▶ WORK INSTRUCTIONS: Every line with "causing" in it must be copied from the data.
_ _ _ _
PR #74, opened 2025-07-09
[Build] Add gc before each unit test, to prevent ndarray issues

hughperkins:
Issue: #

### Brief Summary

copilot:summary

### Walkthrough

copilot:walkthrough

### DIFF
--- a/tests/python/conftest.py
+++ b/tests/python/conftest.py
@@ -14,7 +14,7 @@ pytest_rerunfailures.works_with_current_xdist = lambda: True
 
 
 @pytest.fixture(autouse=True)
-def run_gc_before_test():
+def run_gc_after_test():
     """
     This is necessary to prevent random test failures when testing with ndarray.
 
@@ -44,8 +44,9 @@ def run_gc_before_test():
         - causing the new ndarray-cpp to be deleted
         - at this point => crash bug
 
-    By calling gc.collect before each test, we avoid this issue.
+    By calling gc.collect after each test, we avoid this issue.
     """
+    yield
     gc.collect()
     gc.collect()
 


tests/python/conftest.py
```diff
@@ -12,6 +13,43 @@
...
+      to where the ndarray-cpp used to be
+    - on mac os x, it regularly happens, as an artifact of how memory management works, that new
+      ndarray-cpps are allocated with the exact same address as the old one
+    - when garbage collection runs, __del__ is called on the old ndarray-py
+        - causing the new ndarray-cpp to be deleted
+        - at this point => crash bug
+
+    By calling gc.collect before each test, we avoid this issue.
+    """
+    gc.collect()
```
duburcqa, line 50: why are you doing it twice? What about doing it after and before systematically?
```python
gc.collect()
yield
gc.collect()
```

hughperkins: because you need to wipe out both generations, though googling now, it seems maybe once is enough 🤔 
Screenshot 2025-07-11 at 12 45 59 PM

last time I looked was for python 2.x. Maybe is diffrerent in 3.x 🤔

hughperkins: well deepseek says when using __del__ might need two passes:
Screenshot 2025-07-11 at 12 47 59 PM

hughperkins: Screenshot 2025-07-11 at 12 48 23 PM

hughperkins: Generally, I find the second gc.collect is super cheap, so I dont think there is any harm in calling it twice. It is the first on that is slow, because it has to do some work.

duburcqa: Yes, and speed is not a big deal. I just wanted to learn something new.

duburcqa: But it looks like it is rather for extra safety than based on some accurate understanding of how Python and garbage collection works in the end :p

duburcqa: So, in the end, what about doing garbage collection before and after running each test systematically? Or only after if you prefer doing garbage collection only once? I think it most natural the leave the environment in a clean state than making sure it is clean before starting.

PR #6505, opened 2025-05-17
Add io.github.gameflorist.dunedynasty

codeflorist:
### Please confirm your submission meets all the criteria

- [X] Please describe the application briefly. Remaster/Enhancement of the classic real-time strategy game Dune II by Westwood Studios. Requires the original game data files to work.
- [X] The domain used for the application ID is [controlled by the application developer(s)][appid-domain] and the [application id guidelines][appid] are followed.
- [X] I have read and followed all the [Submission requirements][reqs] and the [Submission guide][reqs2] and I agree to them.
- [X] I am the maintainer of the fork at https://github.com/gameflorist/dunedynasty. The original Dune Dynasty hosted on [SourceForge](https://dunedynasty.sourceforge.net/) seems abandoned since 10 years and i was not able to contact the original developer David Wang.

[appid-domain]: https://docs.flathub.org/docs/for-app-authors/requirements/#control-over-domain-or-repository
[appid]: https://docs.flathub.org/docs/for-app-authors/requirements#application-id
[reqs]: https://docs.flathub.org/docs/for-app-authors/requirements
[reqs2]: https://docs.flathub.org/docs/for-app-authors/submission

PR #6536, opened 2025-05-24
Add io.github.Mrmayman.QuantumLauncher

Mrmayman:

- [x] Please describe the application briefly:

QuantumLauncher is a lightweight, fast and powerful Minecraft launcher which supports features like a built in (free) content store, fully independent Minecraft installations, and fixes/patches for old Minecraft versions.

- [x] Please include a screenrecord (10-20s) showcasing the application.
_ _ _ _
▶ COMPLETED EXERCISE:
         - causing the new ndarray-cpp to be deleted
+        - causing the new ndarray-cpp to be deleted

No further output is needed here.